Rendez-vous incontournable depuis 50 ans pour découvrir des pièces uniques, cette édition 2016 a malheureusement été entachée d’une triste actualité.
Tout d’abord l’affaire des fausses chaises de Versailles dans laquelle trois des plus grandes galeries parisiennes (Lupu, Aaron et Kraemer)  se sont retrouvées emportées dans une vaste enquête. Bill Pallot, pilier de la galerie Aaron ayant avoué avoir fait fabriquer “par jeu” une paire de chaise imitées de celles de Marie Antoinette au Belvédère.

Chaise de François-Toussaint Foliot pour le Belvédère de Trianon (©musées de Versailles et de Trianon).

Malgré les mesures prises par le conseil d’administration de la Biennale pour rassurer ses collectionneurs mais aussi l’ensemble de la profession (les galerie Kraemer et Aaron n’y ont pas participé), le bruit s’est ensuite répandu qu’une fausse commode classée Trésor national serait exposée au Louvre.

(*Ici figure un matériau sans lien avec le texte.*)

PR #11654, opened 2023-07-13
Hmpidao2d

gvolpe79:


Framework/Core/include/Framework/AnalysisDataModel.h
```diff
@@ -641,20 +641,32 @@ using AmbiguousFwdTrack = AmbiguousFwdTracks::iterator;
...
+                  hmpid::HMPIDXTrack,
+                  hmpid::HMPIDYTrack,
+                  hmpid::HMPIDXMip,
+                  hmpid::HMPIDYMip,
                   hmpid::HMPIDNPhotons,
-                  hmpid::HMPIDQMip);
+                  hmpid::HMPIDQMip,
+                  hmpid::HMPIDClusSize,
+                  hmpid::HMPIDMom,
+                  hmpid::HMPIDPhotsCharge);
```
jgrosseo: This breaks the Run 2 converted data which is written in the current format. 
You have to create a version 1 of the table and provide a converter from version 0 to 1

jgrosseo (changes requested):
This is backward incompatible for Run 2 converted data and needs to be adjusted (see my comment on the data model).

jgrosseo:
Tagging also @ddobrigk

Framework/Core/include/Framework/AnalysisDataModel.h
gvolpe79: Hi @jgrosseo, thanks for the suggestion! Done!

davidrohr:
@gvolpe79 : replying to your e-mail. The FullCI for this PR is failing, since it runs the async reco on some simulated test-data set, and aod producer in async reco fails since it does not receive `HMP/MATCHES/0`.
Which workflow generates the HMPID matches? Currently, the async reco runs only `o2-hmpid-digits-to-clusters-workflow` with the following command line
```
o2-hmpid-digits-to-clusters-workflow --session default --severity info --shm-segment-id 0 --shm-segment-size 8000000000  --early-forward-policy noraw --monitoring-backend no-op:// --fairmq-rate-logging 0 --timeframes-rate-limit 24 --timeframes-rate-limit-ipcid 0 --disable-root-input --disable-root-output --pipeline HMP-Clusterization:1  --configKeyValues "NameConf.mDirGeom=/sw/BUILD/9cb9cc345a40ffd5204e9fc5af582a6b7dd44223/O2-full-system-test/full-system-test-sim;NameConf.mDirGRP=/sw/BUILD/9cb9cc345a40ffd5204e9fc5af582a6b7dd44223/O2-full-system-test/full-system-test-sim;keyval.input_dir=/sw/BUILD/9cb9cc345a40ffd5204e9fc5af582a6b7dd44223/O2-full-system-test/full-system-test-sim;keyval.output_dir=/dev/null;;"
```

gvolpe79:
Thanks @davidrohr, so the code is ok! The workflow that produces the HMPID mathces is the following
o2-hmpid-matcher-workflow

davidrohr:
Can you try with this patch:
```
diff --git a/prodtests/full-system-test/dpl-workflow.sh b/prodtests/full-system-test/dpl-workflow.sh
index 25ef99c2c5..52ca5b920d 100755
--- a/prodtests/full-system-test/dpl-workflow.sh
+++ b/prodtests/full-system-test/dpl-workflow.sh
@@ -431,6 +431,7 @@ has_detector FDD && ! has_detector_from_global_reader FDD && has_processing_step
 has_detector FV0 && ! has_detector_from_global_reader FV0 && has_processing_step FV0_RECO && add_W o2-fv0-reco-workflow "$DISABLE_DIGIT_ROOT_INPUT $DISABLE_ROOT_OUTPUT $DISABLE_MC"
 has_detector ZDC && ! has_detector_from_global_reader ZDC && has_processing_step ZDC_RECO && add_W o2-zdc-digits-reco "$DISABLE_DIGIT_ROOT_INPUT $DISABLE_ROOT_OUTPUT $DISABLE_MC"
 has_detector HMP && ! has_detector_from_global_reader HMP && has_processing_step HMP_RECO && add_W o2-hmpid-digits-to-clusters-workflow "$DISABLE_DIGIT_ROOT_INPUT $DISABLE_ROOT_OUTPUT --pipeline $(get_N HMP-Clusterization HMP REST 1 HMPCLUS)"
+has_detector HMP && ! has_detector_from_global_reader HMP && has_processing_step HMP_RECO && add_W o2-hmpid-matcher-workflow "--disable-root-input $DISABLE_ROOT_OUTPUT"
 has_detectors_reco MCH MID && has_detector_matching MCHMID && add_W o2-muon-tracks-matcher-workflow "$DISABLE_DIGIT_ROOT_INPUT $DISABLE_MC $DISABLE_ROOT_OUTPUT --pipeline $(get_N muon-track-matcher MATCH REST 1)"
 has_detectors_reco MFT MCH && has_detector_matching MFTMCH && add_W o2-globalfwd-matcher-workflow "$DISABLE_DIGIT_ROOT_INPUT $DISABLE_ROOT_OUTPUT $DISABLE_MC --pipeline $(get_N globalfwd-track-matcher MATCH REST 1 FWDMATCH)" "$MFTMCHConf"
 
```

davidrohr:
Not fully sure if that is 100% correct, but the matcher should never create root input, since it will always come from somewhere else already, thus I assume the options are correct like this.

gvolpe79:
@davidrohr done! Let's see!

gvolpe79:
Hi @davidrohr so now the problem is in the hmpid-matcher! It was working when I tested it using tracks and hmpid clusters from file as in sim_challenge.sh, maybe in the dpl-workflow.sh it expects them on stream! Can I run dpl-workflow.sh on my pc?

prodtests/full-system-test/dpl-workflow.sh
```diff
@@ -431,6 +431,7 @@ has_detector FDD && ! has_detector_from_global_reader FDD && has_processing_step
 has_detector FV0 && ! has_detector_from_global_reader FV0 && has_processing_step FV0_RECO && add_W o2-fv0-reco-workflow "$DISABLE_DIGIT_ROOT_INPUT $DISABLE_ROOT_OUTPUT $DISABLE_MC"
 has_detector ZDC && ! has_detector_from_global_reader ZDC && has_processing_step ZDC_RECO && add_W o2-zdc-digits-reco "$DISABLE_DIGIT_ROOT_INPUT $DISABLE_ROOT_OUTPUT $DISABLE_MC"
 has_detector HMP && ! has_detector_from_global_reader HMP && has_processing_step HMP_RECO && add_W o2-hmpid-digits-to-clusters-workflow "$DISABLE_DIGIT_ROOT_INPUT $DISABLE_ROOT_OUTPUT --pipeline $(get_N HMP-Clusterization HMP REST 1 HMPCLUS)"
+has_detector HMP && ! has_detector_from_global_reader HMP && has_processing_step HMP_RECO && add_W o2-hmpid-matcher-workflow "--disable-root-input $DISABLE_ROOT_OUTPUT"
```
shahor02: @gvolpe79, in the matcher you are requesting ITS-TPC matching MC info, which is not available during raw data processing (which FST does). This line should look like
```
has_detector HMP && ! has_detector_from_global_reader HMP && has_processing_step HMP_RECO && add_W o2-hmpid-matcher-workflow "--disable-root-input $DISABLE_ROOT_OUTPUT $DISABLE_MC"
```

gvolpe79: @shahor02 , thanks! I have just modified dpl-workflow.sh!

jgrosseo:
@gvolpe79 Did you see my comments above on the need to change the version and write a converter? This is something you have to provide in this PR (otherwise it cannot be merged).

gvolpe79:
@jgrosseo I saw your comments, and indeed I also replied! I already modified the data model adding version 0 e version 1 of the hmpid table. Modification have been already committed! The converter has to be added in O2Physics, so I have to open an other pull request! Anyway, I'm going to do also that!

jgrosseo:
> @jgrosseo I saw your comments, and indeed I also replied! I already modified the data model adding version 0 e version 1 of the hmpid table. Modification have been already committed! The converter has to be added in O2Physics, so I have to open an other pull request! Anyway, I'm going to do also that!

Yes, sorry I overlooked it.

The version 1 looks good. Please also add a line like this
`DECLARE_EQUIVALENT_FOR_INDEX(aod::Collisions_000, aod::Collisions_001);`
(check line 1402 in the current version).

Yes, the converter has to go to O2Physics. In order to do this cleanly, you have to split this PR:
- first merge the new AnalysisDataModel.h keeping version *0* as default
- next day, merge the O2Physics PR with the converter
- next day, merge the remainder of this PR and the moving from version *0* to *1*

prodtests/full-system-test/dpl-workflow.sh
gvolpe79: hi @shahor02 now the problem is again on the aod-producer-workflow....!!

prodtests/full-system-test/dpl-workflow.sh
```diff
@@ -431,6 +431,7 @@ has_detector FDD && ! has_detector_from_global_reader FDD && has_processing_step
 has_detector FV0 && ! has_detector_from_global_reader FV0 && has_processing_step FV0_RECO && add_W o2-fv0-reco-workflow "$DISABLE_DIGIT_ROOT_INPUT $DISABLE_ROOT_OUTPUT $DISABLE_MC"
 has_detector ZDC && ! has_detector_from_global_reader ZDC && has_processing_step ZDC_RECO && add_W o2-zdc-digits-reco "$DISABLE_DIGIT_ROOT_INPUT $DISABLE_ROOT_OUTPUT $DISABLE_MC"
 has_detector HMP && ! has_detector_from_global_reader HMP && has_processing_step HMP_RECO && add_W o2-hmpid-digits-to-clusters-workflow "$DISABLE_DIGIT_ROOT_INPUT $DISABLE_ROOT_OUTPUT --pipeline $(get_N HMP-Clusterization HMP REST 1 HMPCLUS)"
+has_detector HMP && ! has_detector_from_global_reader HMP && has_processing_step HMP_RECO && add_W o2-hmpid-matcher-workflow "--disable-root-input $DISABLE_ROOT_OUTPUT $DISABLE_MC"
```
shahor02: please use `$DISABLE_DIGIT_ROOT_INPUT` instead of explicit `--disable-root-input`

shahor02: Your matcher produces `HMP/CONSTRAINED/0` (and `HMP/MC_CONSTRAINED/0`) outputs
https://github.com/AliceO2Group/AliceO2/blob/2b3de23a05d5c195513437fe8ad33ac9249a2e10/Detectors/GlobalTrackingWorkflow/src/HMPMatcherSpec.cxx#L163-L165, which can be consumed only by the writer https://github.com/AliceO2Group/AliceO2/blob/2b3de23a05d5c195513437fe8ad33ac9249a2e10/Detectors/HMPID/workflow/src/HMPMatchedWriterSpec.cxx#L50-L53. 
Then the reader produces the same output under the `HMP/MATCHES/0` (`HMP/MCLABELS/0`) specs which are consumed by the AODProducer via RecoContainer.
In the raw mode the data goes directly from the matcher to the AODProducer and obviously there is a mismatch between specs. You should change all specs above to  `HMP/MATCHES/0` (`HMP/MCLABELS/0`).

shahor02 (changes requested):

prodtests/full-system-test/dpl-workflow.sh
davidrohr: > please use `$DISABLE_DIGIT_ROOT_INPUT` instead of explicit `--disable-root-input`

actually I put --disable-root-input there, since I though the matcher would never read ROOT input, also if other workflows would use ROOT input when running from digits?

But we can also homogeneously use $DISABLE_DIGIT_ROOT_INPUT, I have no strong opinion on this.

shahor02: I've asked to change it just for the homogeneity.

gvolpe79:
Hi @shahor02 now I see an error with the matcher, but it is not clear if it is still when running the dpl-workflow.sh.

shahor02:
Hi @gvolpe79 

As the fullCI log shows, the problem is in the `sim_challenge.sh`:
```
./sim-challenge.log[ERROR] invalid workflow in o2-hmpid-matcher-workflow: No matching output found for HMP/CONSTRAINED/0 as requested by data processor "HMPMatchedWriter". Candidates:
```
This is because you've changed the matcher output to `HMP/MATCHES/0` but the input of the writer is still `HMP/CONSTRAINED/0`.
All inputs/outputs must match each other.
Perhaps you should try to run locally `$O2_ROOT/prodtests/full_system_test.sh` and `$O2_ROOT/sim_challenge.sh` before pushing the modifications.

gvolpe79:
Hi @shahor02 and @jgrosseo , all the checks have been passed so in principle the code could be merged! For the backward compatibility Jan suggested (see message above) to do like this:

- first merge the new AnalysisDataModel.h keeping version 0 as default
- next day, merge the O2Physics PR with the converter
- next day, merge the remainder of this PR and the moving from version 0 to 1

I have a question, to merge just AnalysisDataModel.h should I open a new pull request or this one can be merged partially?

Anyway, I was wondering if instead we could proceed like this: 
I prepare the O2Physics pull request for the converter and then with a bit of coordination between us we merge both at the same time! It should be safe also in this way, but simpler for me.

ddobrigk:
> Hi @shahor02 and @jgrosseo , all the checks have been passed so in principle the code could be merged! For the backward compatibility Jan suggested (see message above) to do like this:
> 
> * first merge the new AnalysisDataModel.h keeping version 0 as default
> * next day, merge the O2Physics PR with the converter
> * next day, merge the remainder of this PR and the moving from version 0 to 1
> 
> I have a question, to merge just AnalysisDataModel.h should I open a new pull request or this one can be merged partially?
> 
> Anyway, I was wondering if instead we could proceed like this: I prepare the O2Physics pull request for the converter and then with a bit of coordination between us we merge both at the same time! It should be safe also in this way, but simpler for me.

(sorry for jumping in on this topic only now, as I was busy traveling) - Hi @gvolpe79 , I am afraid we cannot merge simultaneously - O2Physics is always built against O2 of the day before, and this means we really have to do it staggered in time to make sure the compilation of the PRs go through. Therefore, in practice, I fear the most convenient option is still to separate the PRs - you can just open a new one with only the changes to the `AnalysisDataModel` and we can go from there. Of course, @jgrosseo and @shahor02 please jump up in case I am missing something! Thanks!

shahor02:
Hi, I agree with @jgrosseo and @ddobrigk

gvolpe79:
ok @ddobrigk, @jgrosseo , @shahor02 so I will implement the hmpid converter doing something similar to O2Physics/Common/TableProducer/zdcConverter.cxx. But where this converter is used? Do I need to implement/modify something else?!

ddobrigk:
Hi @gvolpe79 , for now, let's just merge the data model change keeping version 000 as default - then we can calmly work on the converter PR. So, what you need is exactly to mirror the zdc converter (and also add it to the CMakeLists), and that's all, no further action needed from your side for the converter.

What will then start happening once we start using version 001 is that anyone analysing old data will have the old table in AO2D, and the old table has to be brought up to version 001. This is done by analysers via the addition of this hmpid converter... 

If needed, we can iterate on the specifics, but for sure, the first step is the change to the data model since that is needed for the converter to compile. Thanks!!

gvolpe79:
Hi @ddobrigk, so but this is the point, if in O2Physics I have just to implement the converter that is then used only at analysis level, why we cannot do as I suggested! O2Physics with the hmp converter will compile anyway, independently on O2 and the other way around for O2! I don't want to insist, just to understand if I'm missing something :)

gvolpe79:
Hi @ddobrigk, I miss your last raw, the converter needs the new data model, ok is clear now!

gvolpe79:
Hi @shahor02 the converter is done and merged in o2physics, I think that now also this pull request could be merged! I see that build/O2/o2-cs8 fails but it seems that the error is not related to my code!

jgrosseo:
@ddobrigk Will you create the needed service wagon in Hyperloop and announce it?
I am not sure which of the nightly Hyperloop trains will fail because they need the converter. In case you get mails, could you follow up?

ddobrigk:
@jgrosseo , sure. I will create the service wagon & announce but I checked with Giacomo and all the hmpid trees are empty in converted data, so I would not actually expect this to impact active analyser usage. As for the integration tests, these may still crash, you are correct: I will check those. Thanks!

jgrosseo:
Thanks!

Really it is always empty? That is a pity because the code is there:
https://github.com/alisw/AliPhysics/blob/8d5c8f10e396c333bfdf5448c5aa7ae23735fd4f/RUN3/AliAnalysisTaskAO2Dconverter.cxx#L1937C1-L1937C1

PR #11657, opened 2023-07-14
ctpdev: dump raw on error

lietava:


lietava:
@martenole @shahor02 : I want to dump whole TF  at line 
https://github.com/lietava/AliceO2/blob/7d05b9a39bc4bc723ebb7b4d803f16d0d7a10fcd/Detectors/CTP/reconstruction/src/RawDataDecoder.cxx#L303
Is there some way how to use the DPLRawParser or some other tool for that ?
Cheers, Roman.

lietava:
@shahor02 @martenole : I found way how to dump. Let me know, please, if you have some comments. Otherwise I clean the code and 'ready for review'.

Detectors/CTP/reconstruction/src/RawDataDecoder.cxx
```diff
@@ -161,7 +170,7 @@ int RawDataDecoder::decodeRaw(o2::framework::InputRecord& inputs, std::vector<o2
     } else {
       LOG(error) << "Unxpected  CTP CRU link:" << linkCRU;
     }
-    LOG(debug) << "RDH FEEid: " << feeID << " CTP CRU link:" << linkCRU << " Orbit:" << rdhOrbit << " triggerType:" << triggerType;
+    LOG(info) << "RDH FEEid: " << feeID << " CTP CRU link:" << linkCRU << " Orbit:" << rdhOrbit << " triggerType:" << triggerType;
```
shahor02: isn't this too verbose?

Detectors/CTP/reconstruction/src/RawDataDecoder.cxx
```diff
@@ -193,6 +202,7 @@ int RawDataDecoder::decodeRaw(o2::framework::InputRecord& inputs, std::vector<o2
     if (mPadding == 1) {
       wordSize = 16;
     }
+    LOG(info) << ii << " payload size:" << payload.size();
```
shahor02: this too?

Detectors/CTP/reconstruction/src/RawDataDecoder.cxx
```diff
@@ -286,7 +282,20 @@ int RawDataDecoder::decodeRaw(o2::framework::InputRecord& inputs, std::vector<o2
       digits.push_back(dig.second);
     }
   }
-  return 0;
+  ret = 1;
```
shahor02: I guess this was for the test only?

Detectors/CTP/reconstruction/src/RawDataDecoder.cxx
```diff
@@ -286,7 +282,20 @@ int RawDataDecoder::decodeRaw(o2::framework::InputRecord& inputs, std::vector<o2
...
+  if (ret) {
+    if (nwrites < 1) {
+      std::ofstream dumpctp("/tmp/dumpCTP.bin", std::ios::out | std::ios::binary);
```
shahor02: it is worth to check if the file is ok
```
if (!dumpctp.good()) {
  LOGP(error, "Failed to open file {}", "/tmp/dumpCTP.bin");
} else {
  ...
}
```

Detectors/CTP/reconstruction/src/RawDataDecoder.cxx
lietava: yes

Detectors/CTP/reconstruction/src/RawDataDecoder.cxx
lietava: yes

Detectors/CTP/reconstruction/src/RawDataDecoder.cxx
lietava: yes

lietava:
@shahor02 : thanks, yes, it was only draft. I removed debugs and added option for number of errors to print.

davidrohr:
If the code is ok now, would be great to merge it today. Then we could deploy it tomorrow with the software update.

lietava:
There is one error check but it does not seems to be ctp related.

shahor02 (approved):

PR #11660, opened 2023-07-17
Implementing derivative map to O2

ChSonnabend:


ChSonnabend:
Pinging @wiechula

davidrohr (commented):
This looks of for the change in the TPCFastTransform now, since it doesn't change the class layout.
However, I just saw that you added the additional command line option only for gpu-reco-workflow.cxx.
Could you add it also for the tpc-reco-workflow, in Detectors/TPC/workflow?

ChSonnabend:
Hi,
Thanks for the comment, indeed I missed that it is in the gpu workflow but not in the tpc wrokflow. However I'm not fully sure now: I add it as an option in the CorrectionMapsLoader.cxx, so I don't even know if any of the worflows themselves would need it as an input, it would automatically be an option if the correction maps loader is used. So wouldn't it be better to remove it also from the gpu workflow?

GPU/TPCFastTransformation/CorrectionMapsHelper.h
```diff
@@ -38,22 +38,22 @@ class CorrectionMapsHelper
...
   GPUd() void InverseTransformYZtoX(int slice, int row, float y, float z, float& x) const
   {
-    mCorrMap->InverseTransformYZtoX(slice, row, y, z, x, mCorrMapRef, mLumiScale);
+    mCorrMap->InverseTransformYZtoX(slice, row, y, z, x, mCorrMapRef, mLumiScale, mLumiScaleMode);
   }
 
   GPUd() void InverseTransformYZtoNominalYZ(int slice, int row, float y, float z, float& ny, float& nz) const
   {
-    mCorrMap->InverseTransformYZtoNominalYZ(slice, row, y, z, ny, nz); // FIXME: Wrong, but call at least one of the functions to set ny / nz to non-bogus values
+    mCorrMap->InverseTransformYZtoNominalYZ(slice, row, y, z, ny, nz, mCorrMapRef, mLumiScale, mLumiScaleMode); // FIXME: Wrong, but call at least one of the functions to set ny / nz to non-bogus values
```
davidrohr: Did you test if this works correctly? If yes, I'd remove the comment.

Detectors/TPC/calibration/src/CorrectionMapsLoader.cxx
```diff
@@ -64,6 +71,7 @@ void CorrectionMapsLoader::addOptions(std::vector<ConfigParamSpec>& options)
 {
   addOption(options, ConfigParamSpec{"corrmap-lumi-mean", VariantType::Float, 0.f, {"override TPC corr.map mean lumi (if > 0), disable corrections if < 0"}});
   addOption(options, ConfigParamSpec{"corrmap-lumi-inst", VariantType::Float, 0.f, {"override instantaneous CTP lumi (if > 0) for TPC corr.map scaling, disable corrections if < 0"}});
+  addOption(options, ConfigParamSpec{"corrmap-lumi-mode", VariantType::Int, 0, {"scaling mode: (default) 0 = static + scale * full; 1 = full + scale * derivative"}});
```
davidrohr, line 74: I agree, in principle we have the option here. So I don't understand why we need it in the workflow itself as well. @shahor02 : could you clarify why you added the options to the workflow binaries in the first place?

ChSonnabend: As discussed it's probably to set the option separately in different workflows, for now I kept the option only in the CorrectionMapsLoader. If needed in the future we can add it also to the workflows.

GPU/TPCFastTransformation/CorrectionMapsHelper.h
ChSonnabend: It seems to work without problems on local tests

wiechula (approved):
Looks cool for me

ChSonnabend:
Nice! I think the build errors are again unrelated to these changes...

davidrohr:
looks good, will merge once the CI is through

PR #11661, opened 2023-07-17
TRD new structure for Tracklet64

martenole:
@tdietel and @pestratm I tried to restructure a bit the Tracklet64 class. It should contain now all the functionality needed also for the raw data display. Most of the methods are simple one liners re-using the other methods which are already there.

Benjamin Steinitz (©Brafa Art Fair)

À court terme, c’est un coup dur pour nous, mais à long terme, cela permettra d’assainir ce domaine. Je continue mon métier avec la même passion même si c’est de plus en plus dur de trouver des pièces d’exception et de nouveaux clients qui nous font confiance».
— Benjamin Steinitz , antiquaire

Ces scandales de faux meubles n’ont heureusement pas réussi à éclipser le travail des antiquaires sérieux qui accordent une importance primordiale à fournir une provenance irréprochable aux objets qu’ils proposent, ni à ternir la motivation de la Biennale qui, dès 2017, relèvera le challenge de devenir annuelle.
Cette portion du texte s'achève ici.